Beginning with the line below that contains "-1726,11 +1726,12 @@" and ending with the line that contains "for any other", copy every line exactly. Copy nothing else.

INPUT MATERIAL:
=-=-=-=-=

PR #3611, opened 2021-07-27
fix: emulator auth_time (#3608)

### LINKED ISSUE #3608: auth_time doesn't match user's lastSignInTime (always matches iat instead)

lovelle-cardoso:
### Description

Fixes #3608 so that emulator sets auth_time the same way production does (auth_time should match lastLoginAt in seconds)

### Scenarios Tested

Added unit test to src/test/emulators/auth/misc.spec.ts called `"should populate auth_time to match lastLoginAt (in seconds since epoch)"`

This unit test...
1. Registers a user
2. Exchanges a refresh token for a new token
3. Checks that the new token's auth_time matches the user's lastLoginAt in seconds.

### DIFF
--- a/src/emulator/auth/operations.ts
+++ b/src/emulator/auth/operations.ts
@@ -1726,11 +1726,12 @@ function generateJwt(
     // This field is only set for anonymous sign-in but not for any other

=-=-=-=-=

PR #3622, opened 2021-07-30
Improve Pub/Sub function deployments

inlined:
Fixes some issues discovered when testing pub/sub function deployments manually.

=-=-=-=-=

ANSWER TO THIS EXERCISE:
@@ -1726,11 +1726,12 @@ function generateJwt(
     // This field is only set for anonymous sign-in but not for any other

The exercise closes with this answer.